On the latest boards, D13 goes to LM358 as a buffer to drive the LED, so there is effectively no load concern (and I think it was only ~0.5mA before that).
meee418:
Here is my total circuit, essentially what we're doing is comparing A0, A1 and A2 to A7 to get our total current/power output through there, then measuring A3 vs A5 and A4 vs A6 to get the actual current going into the battery. I assume based on what I have learned today that these PNP transistors won't really work for my purposes... but I would love to know if I am right in thinking that.
OK, I can't do this right now, but I'll have a deeper look. But at first sight, I think that you'll use Ax values and some calculations to switch on or off the transistors, individually ? If so, it could work, but the base resistor should be less than 1k (yes I know, I'm stubborn 
) . Don't forget the 0.4V if you stay with 2907 (there are better switching transistors) . And maybe you could use mosfets transistors, depending on the current, it could be a better choice, some mosfets have a really low RDSon value ....
Actually I built the circuit with MOSFETs initially for that reason, but in the end I couldn't get the right MOSFET and had to make the circuit with some PNPs that I had lying around (because I never used them :D). I appreciate all your input, I am installing the circuit to the device tonight, then it is deployed for a week and taken back to have maintenance done. My idea is to find the right parts for this circuit, then modify the circuit next chance I get. Good to hear that this "might" work, that's actually great. Right now I've tested it and I get some values that roughly correlate to what I am expecting, but the PNPs do worry me a bit in terms of how they are put in the circuit.
Let me know when you can.
To everybody in this thread: Thank you so much for your time and consideration, you will definitely seem me attempting to help others as a result, words cannot do justice to the appreciation I have for what you are all doing.

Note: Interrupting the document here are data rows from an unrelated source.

Issue #434, opened 2018-07-13
Doctrine\Common\ClassLoader is deprecated.


freedelta:
### Preconditions

1. This error is fired when launching tests in symfony: **Doctrine\Common\ClassLoader** is deprecated
2. The error comes with Doctrine Common v2.9.0
3. It seems that the ClassLoader in doctrine common is deprecated
https://github.com/doctrine/common/issues/826

### Steps to reproduce

 I think the error comes from the fact that you require doctrine/common in your composer.json

### Expected result

Should not use doctrine/common

### Actual result

In our logs:  **Doctrine\Common\ClassLoader** is deprecated

alexislefebvre:
Thanks for your report. Did you see this deprecation with the `1.x` or `2.x` version of this bundle?

nataliastanko:
> Thanks for your report. Did you see this deprecation with the 1.x or 2.x version of this bundle?

I can see it using doctrine/common 2.9.x-dev

alexislefebvre:
I removed the direct dependency in #440 and 3 of the dependencies of this bundle still require `doctrine/common`:

```
$ composer why doctrine/common
doctrine/data-fixtures  v1.3.1  requires  doctrine/common (~2.2)         
doctrine/orm            v2.6.2  requires  doctrine/common (^2.7.1)       
symfony/symfony         v4.1.1  requires  doctrine/common (~2.4@stable)  
```

So, we'll see the deprecation message until these 3 packages remove `doctrine/common` from their dependencies.

---

We can do the same thing as in https://github.com/symfony/symfony/pull/27609 and require the necessary doctrine components and drop `doctrine/common`.

alexislefebvre:
As noted here https://github.com/symfony/symfony/pull/27609#issuecomment-405472257, the parameter [`weak_vendors`](https://symfony.com/doc/3.4/components/phpunit_bridge.html#making-tests-fail) can be used to ignore warnings from `vendor/`. I didn't tested it but it should hide Doctrine deprecations until all the packages are updated to remove this warning.

Tobion:
This is not caused by LiipFunctionalTestBundle and should get fixed automatically when doctrine/orm 2.6.3 is released, see https://github.com/doctrine/doctrine2/pull/7307

Tobion:
Reopening as the dependency on doctrine/common should be split like in https://github.com/symfony/symfony/pull/27609

Jean85:
[...]

PR #440, opened 2018-07-17
[2.x] Remove hard dependency on doctrine/common

alexislefebvre:
Related to #434, I think that we don't need this hard dependency.

### DIFF
--- a/composer.json
+++ b/composer.json
@@ -16,7 +16,7 @@
     ],
     "require": {
         "php": "^7.1",
-        "doctrine/common": "^2.0",
+        "doctrine/annotations": "^1.3",
         "symfony/browser-kit": "^3.4 || ^4.1",
         "symfony/framework-bundle": "^3.4 || ^4.1"
     },


Jean85:
Isn't it used anywhere in the code?

alexislefebvre:
I remember it only now, I think that it's used to read annotations in https://github.com/liip/LiipFunctionalTestBundle/blob/294f8127df03923a16354e6f1062f5172be06994/src/Annotations/QueryCount.php#L17-L18

So removing `doctrine/common` seems wrong…

Jean85:
Well, that highlights that we do not have a test in place, probably...

alexislefebvre:
`doctrine/common` was installed on Travis CI after I removed it: https://travis-ci.org/liip/LiipFunctionalTestBundle/jobs/405112576

So it must be a dependency of one of these dependencies: https://github.com/alexislefebvre/LiipFunctionalTestBundle/blob/d1335ad3a37c970a152b533e78ba091fa6370c81/composer.json#L18-L33

`"doctrine/orm": "^2.6",` requires `doctrine/common` so it will always be installed with current versions of Doctrine ORM.

If we don't install `doctrine/orm`, on the CI, we won't be able to count number of queries, I don't know how we can test the state where `doctrine/common` is not installed but we can still run internal tests.

Jean85:
Common is a dependency of Doctrine 2.6, but I think it will be dropped in 2.7, so we cannot rely on that...

alexislefebvre:
We may rely on https://github.com/doctrine/annotations if we only used `doctrine/common` to read annotations.

alexislefebvre:
See https://github.com/liip/LiipFunctionalTestBundle/issues/434#issuecomment-406899337: we have to require the new doctrine packages that provide features from `doctrine/common` that this bundle uses.

Majkl578:
> Common is a dependency of Doctrine 2.6, but I think it will be dropped in 2.7, so we cannot rely on that...

It won't, only in ORM 3.0 (due to dependency on doctrine/common's proxy generator). But it'd be a good move to depend on specific doctrine/* packages (doctrine/annotations in your case) instead of doctrine/common.

General rule of thumb: never rely on indirect dependencies - they may be dropped or bumped to a new major version without you noticing (since you have no constraint against the indirect dependency). 👍 

Also I recommend https://github.com/maglnet/ComposerRequireChecker, it'll spot dependencies that are not directly depended upon.

PR #445, opened 2018-08-07
Allow static assertion calls

scaytrase:
Currently all phpunit assertions are static, which allow call them like `self::assertNull`. Given asserts are not static (but nothing prevents them to be static), so currently we have to write it like

```php
self::assertNotNull($someting);
$this->assertStatusCode(200, $client);
```

Which makes confusion of code style. The given patch would allow every one to choose assertion invokation style

see http://phpunit.readthedocs.io/en/7.1/assertions.html

> A common question, especially from developers new to PHPUnit, is whether using $this->assertTrue() or self::assertTrue(), for instance, is “the right way” to invoke an assertion. The short answer is: there is no right way. And there is no wrong way, either. It is a matter of personal preference.

### DIFF
--- a/Test/WebTestCase.php
+++ b/Test/WebTestCase.php
@@ -76,6 +76,31 @@ abstract class WebTestCase extends BaseWebTestCase
      */
     private static $cachedMetadatas = [];
 
+    /**
+     * Asserts that the HTTP response code of the last request performed by
+     * $client matches the expected code. If not, raises an error with more
+     * information.
+     *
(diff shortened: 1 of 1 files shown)


alexislefebvre:
We will be able to add this to the `2.x` branch.

scaytrase:
All phpunit assertions are static, so this worked for years (as it has been documented already) . 2.x looks good, hope it will be released soon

I attached a modified drawing of the circuit, you were missing a single resistor between 6V and the collector. Also good to know about PNP being LOW to be "on" I've only ever worked with NPN and bought these by accident smiley-red. This resistor issue actually throws a lot of my project into question... much of it involves reading voltages across .3 ohm resistors. I am going to have lunch and then upload another question about PNP switching involving the rest of my circuit. Don't worry I'll draw it this time smiley-wink
Should we not be looking at a cct. like this?
the circuit you posted is a smaller part of the larger circuit, used only to gauge whether the battery should be charging or discharging. The circuit I just posted does not show the circuit from my initial question, but still involves PNP switching.
Ummm... quick answer... "no".
There is no reason to start doing that here since we have so far remained ground referenced on all parts of the circuit. The divider that feeds the analog pins needs to be part of a circuit that the pin can measure.
Sorry, I understand the confusion. All of the analog pins are actually voltage dividers between the points they reference and common ground. Pretty much everything is grounded where it should be. My main question is will these PNP transistors act as "switches" in a way more or less similar to relays. I realize that they are transistors and not relays.
Hi @ all.
Sorry for joining so late. From the first posting I think, that you want to measure the voltage of your batterie(s) which are around 6V nominal. To save the current of the voltage divider, you want to use two resistors of 1K each.
The problem with your circuit is, that the Arduino-pin goes up to approximately 5V only. Since your PNP-emitter is connected to 6V, the base gets some current (1V - 0.7V = 0.3V; 0.3V at 1K gives 0.3mA). Since your complete "load-current is about 2mA, a transistor with a B of 150 will turn on to some degree. So you can never turn it off.
To solve this, you can lower the emitter voltage by replacing the series-resistor with a Zener-diode of two to three volts. Since your "load-current" does not change very much, the voltage could be considered constant and inserted into your calculation.
I would prefer to take away the series resistor in the emitter and put a Zener in the base circuit. So the Arduino-pin has to go down further to turn on the PNP. To be sure, that the PNP turns off, you could add a 22K resistor (rule of thumb, maybe even more) between emitter and base.
hth,
Karl
karls0:
The problem with your circuit is, that the Arduino-pin goes up to approximately 5V only. Since your PNP-emitter is connected to 6V, the base gets some current (1V - 0.7V = 0.3V; 0.3V at 1K gives 0.3mA). Since your complete "load-current is about 2mA, a transistor with a B of 150 will turn on to some degree. So you can never turn it off.
oh, yes, I missed that 
I'm afraid I'm a little rusted !
I'm afraid I'm a little rusted !
, me too! Solution three would be to use an additional NPN-transistor to pull down the base, when you want to measure. If you need a drawing, maybe I can do one on monday (I am not at my office-PC now).
Karl
Since the 6V supply that you are switching is greater than the 5V Arduino pin output, you should also connect a resistor between the base and emitter of the transistor. Make it the same value as the base resistor to get a margin of 1.2v, or half the value of the base resistor to get a margin of 1.8V. Get rid of the resistor in series with the emitter [EDIT: looks like you have already done that bit].